For most people, the Academy Awards of greatest interest are those for Best Movie, Best Director, and Best Leading and Supporting Performances. The odd thing about those awards is that they can go to actors who appear in films which, otherwise, lack great merit. So it is that the Best Actor award is likely to go to Rami Malek for his depiction of Freddy Mercury in Bohemian Rhapsody, even though the film has received only lukewarm critical support.

Although the movie The Wife has fared considerably better in the area of critical approval, there is every probability that Glenn Close will receive the Best Actor award for her depiction of the eponymous The Wife. There is one rather unsupportable reason for this: Ms. Close has been nominated already six times for the award, but has yet actually to receive it.

The Academy can be motivated by sentiment, as was proved when Elizabeth Taylor received an Oscar for Butterfield 8 after surviving a severe illness, even though she had been overlooked for better performances in Cat on a Hot Tin Roof and Suddenly Last Summer. Fortunately, her later performance in Who’s Afraid of Virginia Woolf? was clearly and truly award worthy.

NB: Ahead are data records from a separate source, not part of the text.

PR #2532, opened 2026-04-20
DrivAerML: Fourier+no-EMA — T_max=300 long cosine schedule (180-min budget)

tcapelle:
## Hypothesis
The current best DrivAerML result (51.35%) was achieved in a 30-minute run with only 2 epochs completed. With a longer training budget (180 minutes), we expect 6+ epochs. With T_max=30, the cosine LR schedule hits near-zero by epoch 30 — but also may reset too aggressively for a 6-epoch run. T_max=300 maintains a slowly-decaying LR throughout, which may be better for a longer training run. This tests whether a very long cosine horizon (T_max=300) paired with the full 180-minute budget can push DrivAerML significantly lower.

## Instructions

Run a single long job (use full 180-minute budget):

```bash
  --dataset drivaerml \
  --optimizer adamw \
  --lr 5e-4 \
  --cosine_t_max 300 \
  --no-use-ema \
  --enable-fourier \
  --epochs 999 \
  --batch-size 1 \
  --max-train-batches 394 \
  --max-eval-batches 200 \
  --wandb_group luffy-drivaerml-long
```

Use as much of the available compute budget as possible (up to SENPAI_TIMEOUT_MINUTES). Report `val_primary/surface_rel_l2_pct` at each epoch, total epochs completed, and the per-epoch trajectory. Note whether the metric is still improving at the end.

**Critical:** You must pass `--epochs 999` — the default is only 2 epochs due to a hardcoded bug in the training script.

## Baseline
- **Current best (val):** 51.35% at T_max=30 (PR #2475, W&B run: 5ncrjm32)
- **Current best (test):** 52.06%
- **Note:** Both T_max=30 and T_max=150 have been tested at 30-min budget; T_max=30 won (51.35% vs 52.06%). This tests T_max=300 at full 180-min budget.


tcapelle:
ADVISOR: Closing PR #2532 because Duplicate assignment — closing extra PR created by parallel agent. Student already has a primary experiment assigned..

Movie-goers have seen Ms. Close turn in several award-winning performances, even though she was not recognized; the sad thing is that, while excellent, her performance in The Wife is really not her greatest performance, while the film itself is deeply flawed. Indeed, it is the quality of the acting, rather than other components of the film which have been the cause of the critical approval that it has received.

The Wife, based on the 2003 novel by Meg Wolitzer, tells the story of a writer, Joe Castleman (Jonathan Pryce) who has been awarded the Nobel prize for literature. It depicts his marriage to a former student, Joan (Glenn Close), at Smith College, where he was an instructor in a writing class. From the outset, it is clear that Joan’s life has been dedicated to making that of her husband easy and worry free.

The idea that behind every successful man there is a strong and supportive woman is something of a literary cliché; in fact, late in the movie, one of the characters recognizes it as such. That a woman should become the meek helpmate and self-denying supporter of her husband is, of course, not likely to meet with much approval today in the age of the #MeToo movement, though in fact it is set in 1992 when such a view might have been more acceptable.

This trope many will find annoying, especially when, as in the movie, the wife is portrayed as charming, warm, and caring, while her husband is not only self-centred and egotistical, but also licentious. However, even if one accepts that such a marriage is likely, as the film unwinds, it becomes less and less convincing, ultimately rising to a big reveal which explodes almost out of nowhere and defies any credibility. The characters would simply not have lived this way – especially the intelligent and admirable wife. It would be difficult to come up with a less-likely scenario than that which is presented – and certainly not on the basis of the nature of such a woman.

It should also be noted that the film opens with an entirely redundant and egregious sex scene between husband and wife and contains several examples of objectionable language, but its biggest fault is that in the end it posits a scenario which is downright unconvincing.

At several points, awkwardly directed by Bjorn Runge, The Wife has merit mainly because of the strength of its two leading actors, though Annie Starke as the young Joan Castleman hits all the right notes. However, the fact is that Glenn Close has deservedly been nominated for an Oscar for her subtle, beautifully rendered portrait of a woman who has denied her own life to the service of an undeserving husband.

It’s an excellent portrait – but by no means her best, which does not mean that she won’t win on Oscar night – indeed, she probably will. After all, there is her body of work to justify such an award, and at 71 she deserves the recognition.